EXERCISE PROMPT: What you return must be an exact copy of the lines in the listing below between the line holding "happy to hear!!!" and the line holding "vagrant ssh pouch-dev-node", inclusive, and nothing more.
|---|
PR #1233, opened 2018-04-27
bugfix: setRawMode can only be set when the user set tty

fuweid:

`setRawMode` is used to terminal case. If the shell is non-interactive or non-terminal, we should not set the raw mode for the input.

None

check tty before set the raw mode

we need to set the shell in no-interactive mode, please use the following the script:
```
#!/bin/bash

cat >test <<'EOF'
set +i # set non-interactive
pouch run -i busybox:latest echo test
EOF

echo 'running bash -i <test'
bash -i <test
```

before this change:
```
➜  /tmp sh ./test-interactive
running bash -i <test
root@ubuntu-xenial:/tmp# set +i # set non-interactive
root@ubuntu-xenial:/tmp# pouch run -i busybox:latest echo test
Error: failed to set raw mode
root@ubuntu-xenial:/tmp# exit
```

after this change:
```
➜  /tmp sh ./test-interactive
running bash -i <test
root@ubuntu-xenial:/tmp# set +i # set non-interactive
root@ubuntu-xenial:/tmp# pouch run -i busybox:latest echo test
test
root@ubuntu-xenial:/tmp# exit
```

### DIFF
--- a/cli/run.go
+++ b/cli/run.go
@@ -100,15 +100,17 @@ func (rc *RunCommand) runRun(args []string) error {
 	wait := make(chan struct{})
 
 	if rc.attach || rc.stdin {
-		in, out, err := setRawMode(rc.stdin, false)
-		if err != nil {
-			return fmt.Errorf("failed to set raw mode")
-		}
-		defer func() {
-			if err := restoreMode(in, out); err != nil {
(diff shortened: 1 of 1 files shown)


HusterWan:
LGTM

Issue #1243, opened 2018-04-27
[proposal] add vagrant envrionment 


u2takey:
### Ⅰ. Issue Description
As many developer use macos/windows for development, i propose adding vagrant environment  to facilitate development for such users.

If this seems reasonable, i can help to init this environment (vagrantfile as related docs).

HusterWan:
@u2takey thanks a lot for your feedback, maybe @fuweid can research setup the vagrant environment  😀

fuweid:
Hi @u2takey ,  happy to hear!!!

I think it's reasonable. You can show your PR 😀 . If you want to help us to do that, please consider to make the setup script reusable, because the setup way of Vagrant is the same to Dockerfile. 

Please go ahead!

fuweid:
Thanks @u2takey 's help.

PR #1245, opened 2018-04-27
feature: add vagrant environment for development

u2takey:

add vagrant environment for development

https://github.com/alibaba/pouch/issues/1243

### DIFF
--- a/hack/vagrant/README.md
+++ b/hack/vagrant/README.md
@@ -1,0 +1,29 @@
+# Vagrant Setup to Test the Pouch
+
+This documentation highlights how to use [Vagrant](https://www.vagrantup.com/) to setup node to test pouch.
+
+## Pre-requisites
+
+This was tested on:
+
+- Vagrant 1.9.5
+- VirtualBox 5.1.26
+
+## Getting Started
+
+Clone this repo, change to the `hack/vagrant` directory and let Vagrant do the work.
+
+    $ vagrant up
+    $ vagrant status
+    Current machine states:
+
+    pouch-dev-node            running (virtualbox)
+
+You are now ready to SSH to `pouch-dev-node`, source code of pouch is mounted to /go/src/github.com/alibaba/pouch on `pouch-dev-node`.
+
+    $ vagrant ssh pouch-dev-node
+    vagrant@pouch-dev-node:~$ sudo su
+    root@pouch-dev-node:/home/vagrant# cd /go/src/github.com/alibaba/pouch/
+    root@pouch-dev-node:/go/src/github.com/alibaba/pouch# make && make test
+    ...<snip>...
+
--- a/hack/vagrant/Vagrantfile
+++ b/hack/vagrant/Vagrantfile
@@ -1,0 +1,20 @@
+# -*- mode: ruby -*-
+# vi: set ft=ruby :
+
+# refer: https://github.com/hashicorp/vagrant/issues/9442
+Vagrant::DEFAULT_SERVER_URL.replace('https://vagrantcloud.com')
+
+Vagrant.configure("2") do |config|
+  config.vm.boot_timeout=600
+  # ubuntu/xenial64 is from official ubuntu 16.04 LTS (Xenial Xerus) daily build, which is 
+  # based on the long-term supported Linux release series 4.4, refer: https://app.vagrantup.com/ubuntu
+  config.vm.box = "ubuntu/xenial64"
+  config.vm.provision :shell, path: "bootstrap.sh"
+  config.vm.synced_folder "../../", "/go/src/github.com/alibaba/pouch"
+  
+  config.vm.define "pouch-dev-node" do |node|
+    node.vm.hostname = "pouch-dev-node"
+  end
+
+  config.vm.box_check_update = false
+end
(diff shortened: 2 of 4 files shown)


HusterWan:
awsome works,  can your please review this pr @fuweid thanks a lot?

hack/vagrant/README.md
```diff
@@ -0,0 +1,12 @@
+# USAGE
```
fuweid: Could you mind to add more information about Vagrant? For example, the official doc link.

How do you think?

hack/vagrant/bootstrap.sh
```diff
@@ -0,0 +1,28 @@
+#!/usr/bin/env bash
+set -eo pipefail
+shopt -s nullglob
+
+GOVERSION=1.9.2
```
fuweid: In order to make the shell script readable, we can use function to wrap some common functions. 

Let's make it clear and it's good for maintainers or contributors. Does it make senses?

hack/vagrant/bootstrap.sh
```diff
@@ -0,0 +1,28 @@
...
+SOURCEPATH=/go/src/github.com/alibaba/pouch
+
+# install git/libncurses5-dev/...
+apt-get update
+apt-get install -y git libncurses5-dev libslang2-dev gettext zlib1g-dev libselinux1-dev debhelper lsb-release pkg-config po-debconf autoconf automake autopoint libtool
```
fuweid: This shell command  is too long. We can use the following script to make it readable

```
apt-get install -y git \
    libncurses5-dev \
    .... \
```

hack/vagrant/Vagrantfile
```diff
@@ -0,0 +1,16 @@
+# -*- mode: ruby -*-
+# vi: set ft=ruby :
+
+Vagrant.configure("2") do |config|
+  config.vm.boot_timeout=600
+  config.vm.box = "bento/ubuntu-16.04"
+  config.vm.provision :shell, path: "bootstrap.sh"
+  config.vm.synced_folder "../../", "/go/src/github.com/alibaba/pouch"
+  
+  config.vm.define "node0" do |node0|
```
fuweid: `node0` looks like random composed name. Can you change it to the `pouch-dev-node` something like that?

hack/vagrant/Vagrantfile
```diff
@@ -0,0 +1,16 @@
+# -*- mode: ruby -*-
+# vi: set ft=ruby :
+
+Vagrant.configure("2") do |config|
+  config.vm.boot_timeout=600
+  config.vm.box = "bento/ubuntu-16.04"
```
fuweid: Can we use the official image? 
BTW, please offer the kernel version, since the containerd requires the  higher kernel version. If you can offer the information, it maybe help contributor to diagnose.

hack/vagrant/Vagrantfile
```diff
@@ -0,0 +1,22 @@
...
+Vagrant.configure("2") do |config|
+  config.vm.boot_timeout=600
+  # ubuntu/xenial64 is from official ubuntu 16.04 LTS (Xenial Xerus) daily build, which is 
+  # based on the long-term supported Linux release series 4.4, refer: https://app.vagrantup.com/ubuntu
+  config.vm.box = "ubuntu/xenial64"
+  config.vm.provision :shell, path: "bootstrap.sh"
+  config.vm.synced_folder "../../", "/go/src/github.com/alibaba/pouch"
+  
+  config.vm.define "pouch-dev-node" do |node|
+    node.vm.network "private_network", ip: "172.30.30.10"
```
fuweid: Hi, why we need this ip, here? we can use `vagrant ssh` to login, right?

fuweid: Basically, the static IP address is not good. It could cause conflict. If all the envs are the same, that will be fine. However, every dev-env is unique and under different sub-net. 

Therefore, I think we can remove this configure. VirtualBox supports port forwarding so that we can use this to do things which you mentions.

How do you think?

u2takey: You are right, i'll remove this configure and keep it simple. It can be added if then we need a cluster setting like https://github.com/docker/libnetwork/blob/master/Vagrantfile or https://github.com/pires/kubernetes-vagrant-coreos-cluster/blob/master/Vagrantfile.

fuweid: Sure thing!!

hack/vagrant/bootstrap.sh
```diff
@@ -0,0 +1,54 @@
...
+
+    $HOME/.goenv/bin/goenv install $GOVERSION
+    $HOME/.goenv/bin/goenv global $GOVERSION
+}
+
+# install_docker install docker with get.docker.com's shell script
+install_docker(){
+    curl -fsSL get.docker.com -o get-docker.sh
+    sh get-docker.sh
+}
```
fuweid: add the blank line here :)

fuweid:
LGTM. But please use `git commit -s` to add your signed-off. :)

u2takey:
@fuweid thanks, signed.

PR #1264, opened 2018-05-02
bugfix: compability with alidocker when update container diskquota

HusterWan:

alidocker use `Labels["DiskQuota"]` to record container diskquota, so when update diskquota, we also need to update the value of `Labels["DiskQuota"]`


fuweid:
LGTM

PR #1279, opened 2018-05-08
test: make test more robust

Letty5411:

This PR mainly fixed some potential failure when tests run in no-travis-CI  environment.
For example:
* if the `homedir` of pouch daemon is not default value,  we need to get it dynamically.
* If there is legacy volumes, tests like `TestVolumeListOk ` may fail as it checks there are totally and exactly two volumes.
* If users set test images instead of using default ones, test `TestImagesWorks ` may fail.


fuweid:
LGTM

PR #1280, opened 2018-05-08
feature: add timeout handler for execSync in cri part

### LINKED ISSUE #1274: [feature request] add timeout in ExecSync for CRI
### Ⅰ. Issue Description

For now, the `ExecSync` doesn't have timeout functionality. If we don't have this, the long-time exec will consume the pouchd resource, for example, `top/sleep` command. 

Besides this, the `ExecSync` uses the spinning check the status of command. It is not ideally and we should use `pipe` IO to copy and block it. If it is timeout or finish, we will know. Spinning-check isn't good to pouchd.

### Ⅱ. Describe what happened

The long-running process will take pouchd down.

`ExecSync` has the timeout limitation.

1.
2.
3.

@YaoZengzeng 

### Ⅵ. Environment:

- Kernel (e.g. `uname -a`):
- Install tools:
- Others:

ZouRui89:

This pr adds timeout handler for ```execSync``` in cri part. 
I/O pipe mechanism is used to enhance the degree of simplicity, based on which the data type of ```memBuffer``` is changed to allow I/O operations. 
Thus, instead of checking if the execution is finished every 100 millisecond, the error ```io.copy``` returns is used to control the data flow.

fixes #1274

the cri-test has passed.


daemon/mgr/cri.go
```diff
@@ -23,6 +24,7 @@ import (
 	// NOTE: "golang.org/x/net/context" is compatible with standard "context" in golang1.7+.
```
fuweid: Please remove the useless line :)

daemon/mgr/cri.go
```diff
@@ -695,55 +700,71 @@ func (c *CriManager) UpdateContainerResources(ctx context.Context, r *runtime.Up
...
 	execid, err := c.ContainerMgr.CreateExec(ctx, id, createConfig)
 	if err != nil {
 		return nil, fmt.Errorf("failed to create exec for container %q: %v", id, err)
 	}
 
+	reader, writer := io.Pipe()
+
 	var output bytes.Buffer
-	startConfig := &apitypes.ExecStartConfig{}
+	_, err = writer.Write(output.Bytes())
```
fuweid: The pipe doesn't work here.

daemon/mgr/cri.go
```diff
@@ -695,55 +695,85 @@ func (c *CriManager) UpdateContainerResources(ctx context.Context, r *runtime.Up
...
+
 	err = c.ContainerMgr.StartExec(ctx, execid, startConfig, attachConfig)
 	if err != nil {
 		return nil, fmt.Errorf("failed to start exec for container %q: %v", id, err)
 	}
 
-	var execConfig *ContainerExecConfig
-	for {
-		execConfig, err = c.ContainerMgr.GetExecConfig(ctx, execid)
+	var recv bytes.Buffer
```
fuweid: I think we should create goroutine here to make the timeout work.

```
readWaitCh := make(chan error, 1)
go func() {
    defer reader.Close()
    _ , err = io.Copy(&recv, reader)
    readWaitCh <- err
}()

....

select {
case <-ctx.Done():
...
case <-readWaitCh:
...
}
```

daemon/mgr/cri.go
```diff
@@ -695,55 +695,73 @@ func (c *CriManager) UpdateContainerResources(ctx context.Context, r *runtime.Up
...
+	go func() {
+		defer reader.Close()
+		_, err = io.Copy(&recv, reader)
+		if err != nil {
+			logrus.Infof("failed to read data from the pipe")
+		}
+		readWaitCh <- err
+	}()
+
+	select {
```
fuweid: Please add the `ctx.Done()` selector here because the request maybe canceled without waiting the result.

daemon/mgr/cri.go
```diff
@@ -695,55 +695,73 @@ func (c *CriManager) UpdateContainerResources(ctx context.Context, r *runtime.Up
...
+	case <-timeoutCh:
+		return nil, fmt.Errorf("timeout %v exceeded", timeout)
```
fuweid: If this is the timeout, should we stop the exec process? If not, the timeout doesn't make senses here.

daemon/mgr/cri.go
ZouRui89: ```timeoutCh``` is doing the same thing as ctx.Done( ), since I have tried ctx.Done() and some unknown errors will be brought about by that.
And this is the exact way that cri-containerd used to check the ```timeout``` moment, therefore I am following the way it is.

fuweid: Actually, the `ctx.Done()` has been handled by the interceptor. It has the functionality like the `timeoutCh`, but not the same thing. Therefore, could you mind to provide information about what **unknown** error you mentioned?

daemon/mgr/cri.go
ZouRui89: Can you be more specific about the stop execution? I have thought about that but have no idea about how to implement it. :)

daemon/containerio/mem_buffer.go
```diff
@@ -12,7 +11,7 @@ func init() {
 }
 
 type memBuffer struct {
```
YaoZengzeng: Since we have changed the backend from memory buffer to pipe, the name `memBuffer` is no longer properly.

@ZouRui89 Please change to a more appropriate name.

daemon/containerio/options.go
```diff
@@ -102,7 +102,7 @@ func WithStdinHijack() func(*Option) {
 }
 
 // WithMemBuffer specified the memory buffer backend.
-func WithMemBuffer(memBuffer *bytes.Buffer) func(*Option) {
+func WithMemBuffer(memBuffer *io.PipeWriter) func(*Option) {
```
YaoZengzeng: Same as the issue mentioned above.

daemon/mgr/cri.go
```diff
@@ -695,55 +695,82 @@ func (c *CriManager) UpdateContainerResources(ctx context.Context, r *runtime.Up
...
+		if err != nil {
+			logrus.Infof("failed to read data from the pipe")
+		}
+		readWaitCh <- err
+	}()
+
+	select {
+	case <-ctx.Done():
+		return nil, fmt.Errorf("timeout %v exceeded", timeout)
+	case <-readWaitCh:
```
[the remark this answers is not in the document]
ZouRui89: If the error is not nil, I have used ```logrus.Infof("failed to read data from the pipe")``` to report  the situation.

daemon/mgr/cri.go
```diff
@@ -695,55 +695,73 @@ func (c *CriManager) UpdateContainerResources(ctx context.Context, r *runtime.Up
...
 
-	var execConfig *ContainerExecConfig
-	for {
-		execConfig, err = c.ContainerMgr.GetExecConfig(ctx, execid)
+	readWaitCh := make(chan error, 1)
+	var recv bytes.Buffer
+	go func() {
+		defer reader.Close()
+		_, err = io.Copy(&recv, reader)
+		if err != nil {
```
fuweid: I think we don't need to check the status here. Just put the error into the `readWaitCh` and check it in the receiver's side. As @YaoZengzeng said, we should return the error to the k8s. WDYT

ZouRui89: Right. That sounds more reasonable. :)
|---|
RESULT OF THE EXERCISE:
Hi @u2takey ,  happy to hear!!!

I think it's reasonable. You can show your PR 😀 . If you want to help us to do that, please consider to make the setup script reusable, because the setup way of Vagrant is the same to Dockerfile. 

Please go ahead!

fuweid:
Thanks @u2takey 's help.

PR #1245, opened 2018-04-27
feature: add vagrant environment for development

u2takey:

add vagrant environment for development

https://github.com/alibaba/pouch/issues/1243

### DIFF
--- a/hack/vagrant/README.md
+++ b/hack/vagrant/README.md
@@ -1,0 +1,29 @@
+# Vagrant Setup to Test the Pouch
+
+This documentation highlights how to use [Vagrant](https://www.vagrantup.com/) to setup node to test pouch.
+
+## Pre-requisites
+
+This was tested on:
+
+- Vagrant 1.9.5
+- VirtualBox 5.1.26
+
+## Getting Started
+
+Clone this repo, change to the `hack/vagrant` directory and let Vagrant do the work.
+
+    $ vagrant up
+    $ vagrant status
+    Current machine states:
+
+    pouch-dev-node            running (virtualbox)
+
+You are now ready to SSH to `pouch-dev-node`, source code of pouch is mounted to /go/src/github.com/alibaba/pouch on `pouch-dev-node`.
+
+    $ vagrant ssh pouch-dev-node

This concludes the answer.